Prevent problems with privacy regs

Mistakes could prove costly

Compliance with the Health Insurance Portability and Accountability Act (HIPAA) is a major area of concern for patient registration areas, according to Nancy Dean, vice president of compliance, privacy and internal audit at NYU Langone Medical Center in New York City.

Staff members must give patients the Notice of Privacy Practices, have them sign the acknowledgement, and then correctly log this information into the registration system, says Dean. They also must inform patients how their information is going to be used, she says.

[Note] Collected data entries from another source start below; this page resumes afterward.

PR #16903, opened 2017-12-13
Adds "build_auth_token" option to Habitat Provisioner

rwcee:
**Context:** Per @bixu's comment (https://github.com/hashicorp/terraform/pull/16280#issuecomment-350208983) on the original Habitat Provisioner PR, @nsdavidson and I moved forward with adding the ability to use private Habitat origins that require `HAB_AUTH_TOKEN`.

**This PR:** 
* Adds the `build_auth_token` option in terraform and necessary functionality through which a user's `HAB_AUTH_TOKEN` can be passed.
* Updates the docs

### DIFF
--- a/builtin/provisioners/habitat/resource_provisioner.go
+++ b/builtin/provisioners/habitat/resource_provisioner.go
@@ -1,6 +1,7 @@
 package habitat
 
 import (
+	"bytes"
 	"context"
 	"errors"
 	"fmt"
@@ -9,6 +10,7 @@ import (
 	"net/url"
 	"path"
 	"strings"
+	"text/template"
 	"time"
 
 	"github.com/hashicorp/terraform/communicator"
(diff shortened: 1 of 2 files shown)


nsdavidson:
I have built this locally and verified that it works as expected. As mentioned, this was requested on original Habitat provisioner PR, and will be a must have for folks using private origins on the build service (https://bldr.habitat.sh).

jbardin:
Thanks @rwcee and @nsdavidson!

bixu:
@jbardin, how can we track that this has been released in an official Terraform build?

jbardin:
Hi @bixu,

With few exceptions, public releases are from the master branch, so the next tag and release will contain these changes. We don't have a set schedule, but it tends to be around a 2 week cycle, give or take depending on the changes made (which means we're about due for a release).

PR #16913, opened 2017-12-14
cmd/import|refresh: take the resource config into account

svanharmelen:
Some resources use `d.GetOk()` in their `Read()` function to determine if a value should be set to the state (only update/set the value when the user configured the value).

Without passing the resource config these resources will not be imported or refreshed properly.


svanharmelen:
Whoops! I was a bit too fast with this one, so will close and fix it before opening a new PR for this :wink:

PR #16931, opened 2017-12-15
docs: Clarify the use of private github repos with TFE

nfagerlund:
The current version of TFE can use centrally-managed SSH keys to access modules from git repos, which is better than embedded machine user credentials for most use cases. 

Also, as I understand it, any other CI-like systems can use the same mechanism TFE uses for accessing private Git-sourced modules, with the `GIT_SSH_COMMAND` env var, which might be preferable depending on your worker provisioning process.

### DIFF
--- a/website/docs/modules/sources.html.markdown
+++ b/website/docs/modules/sources.html.markdown
@@ -97,17 +97,19 @@ You can use the same parameters to GitHub repositories as you can generic Git re
 
 ### Private GitHub Repos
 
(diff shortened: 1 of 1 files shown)


nfagerlund:
Oh, and PR that adds the /docs/enterprise/workspaces/ssh-keys.html page I link here has been merged to terraform-website, but it might not be deployed yet.

skierkowski:
LGTM

KFishner:
LGTM! Merge away

nfagerlund:
🙌🏼 

But alas, I don't have write permissions. Could the first person with merge power to wander by please push the button?

PR #16936, opened 2017-12-18
Support 'customer supplied encryption keys' in the GCS backend

negz:
Currently all files in GCS are transparently encrypted at rest using Google's keys, and IAM/ACL can be used to restrict access to GCS buckets. Allowing state files in GCS to be encrypted with a custom key provides an additional layer of defense around sensitive Terraform state.

Objects created with a customer supplied encryption key can only be read when the key used for creation is passed in with the read request. See https://github.com/hashicorp/terraform/issues/16836 for further details.

### DIFF
--- a/backend/remote-state/gcs/backend.go
+++ b/backend/remote-state/gcs/backend.go
@@ -3,6 +3,7 @@ package gcs
 
 import (
 	"context"
+	"encoding/base64"
 	"encoding/json"
 	"fmt"
 	"os"
@@ -29,6 +30,8 @@ type gcsBackend struct {
 	bucketName       string
 	prefix           string
 	defaultStateFile string
+
+	encryptionKey []byte
 
 	projectID string
 	region    string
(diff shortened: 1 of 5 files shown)


negz:
Thanks @paddycarver !

ocervell:
Does this support customer-managed keys for use with KMS ?

negz:
@ocervell I made this change almost two years ago and no longer actively use Terraform, so I'm afraid I'm not up to speed with the interplay between customer supplied GCS keys and KMS. I recall thinking that it would be nice to store customer managed keys in KMS, but we decided this first implementation would be simpler. There's some context on that decision process in https://github.com/hashicorp/terraform/issues/16836.

negz:
> Does this support customer-managed keys for use with KMS

@ocervell  Ah - I see customer _managed_ keys are distinct from customer _supplied_ keys, so no that is not supported by this change. I don't think managed keys existed when I wrote it, but it seems like it would be a great addition now.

In addition, says Dean, registration staff members must be able to effectively answer the patients' HIPAA questions. "Staff must ask patients when they are being admitted if they would like to be listed in the facility directory," she says. "They must collect appropriate documentation to ensure they are dealing with the actual patient and not someone who may have stolen the patient's medical identity."

Staff must verify the patient's identity through photo identification, a palm scan, or other methods, to ensure they are addressing the correct patient, says Dean. "Medical identity theft can be more than an insurance or financial issue. It can also jeopardize a patient's care by compromising their medical record," she says. "Ensuring insurance information is accurate and complete is also critical to make sure correct billing takes place."

Avoid complaints

Patients can file complaints with the Office of Civil Rights if they feel that their HIPAA rights were violated, warns Dean.

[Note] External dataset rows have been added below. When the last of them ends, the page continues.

PR #16948, opened 2017-12-18
Allow mixing and matching of password and key auth for bastions/target hosts

rylarson:
The way that Terraform currently works, if you use a key for the target host, you can't configure password auth for the bastion host because if the `bastion_private_key` is unset, it is defaulted to the `private_key` from the target host config. The ssh connection then tries to use that key to connect to the bastion, which fails.

This changes Terraform's behavior to default the `bastion_private_key` to the `private_key` only if the `bastion_password` is also being defaulted. If the `bastion_password` is explicitly set, then terraform will not default the `bastion_private_key` to the target hosts `private key`.

### DIFF
--- a/communicator/ssh/provisioner.go
+++ b/communicator/ssh/provisioner.go
@@ -108,9 +108,12 @@ func parseConnectionInfo(s *terraform.InstanceState) (*connectionInfo, error) {
 		}
 		if connInfo.BastionPassword == "" {
 			connInfo.BastionPassword = connInfo.Password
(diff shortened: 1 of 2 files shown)


CloneOfAlex (approved):

crw:
Due to this being 7 years old, CLA not signed, and the code being (understandably) out-of-date, I am going to close this PR. If you think this is in error, please leave a comment on the thread and I will re-open. Thanks!

PR #16949, opened 2017-12-19
added .bash_login and .profile which are also valid bash profile files.

costastf:
Fixes the issue where if .profile is used and not any of the other files the -install-autocomplete fails with :
Error executing CLI: Did not found any shells to install

excerpt from bash man page

    When bash is invoked as an interactive login shell, or as a non-interactive shell with the --login option, it first reads and executes commands from the file /etc/profile, if that file exists. After reading that file, it looks for ~/.bash_profile, ~/.bash_login, and ~/.profile, in that order, and reads and executes commands from the first one that exists and is readable. The --noprofile option may be used when the shell is started to inhibit this behavior.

"Patients that do not understand their HIPAA rights and how their information is used, disclosed, or secured may file a complaint," she adds.

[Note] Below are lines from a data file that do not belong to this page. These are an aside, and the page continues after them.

PR #16961, opened 2017-12-20
minor race issue in mockResourceProvider

jbardin:
The interrupt tests for providers no longer check for the condition
during the diff operation. defer the lock so other test's DiffFns don't
need to be as carefull locking themselves.


jbardin:
The command package still does this apparently. I'll see if there's a better way than manually adding locks to all test DiffFns.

Penalties for HIPAA violations have increased under the Health Information Technology for Economic and Clinical Health Act, now ranging from $100 to $50,000 per violation, and there has been a recent increase in enforcement actions, notes Dean. "The federal government is taking HIPAA very seriously," she says. "So are patients, because they're more frequently hearing about HIPAA breaches and medical identity theft activities in the media."

Dean recommends taking the following steps:

• Develop a checklist for the registration staff, so they are certain to ask all the necessary questions, distribute needed materials, obtain signatures when needed, and verify the patient's identity.

• Re-evaluate processes regularly to make sure they are still appropriate.

• Conduct random audits to ensure staff are following policies and procedures.

• Provide registration staff with training on HIPAA requirements and the organization's policies and procedures.

"A well-trained staff can answer patients' questions, identify any potential issues, and resolve issues quickly," Dean says.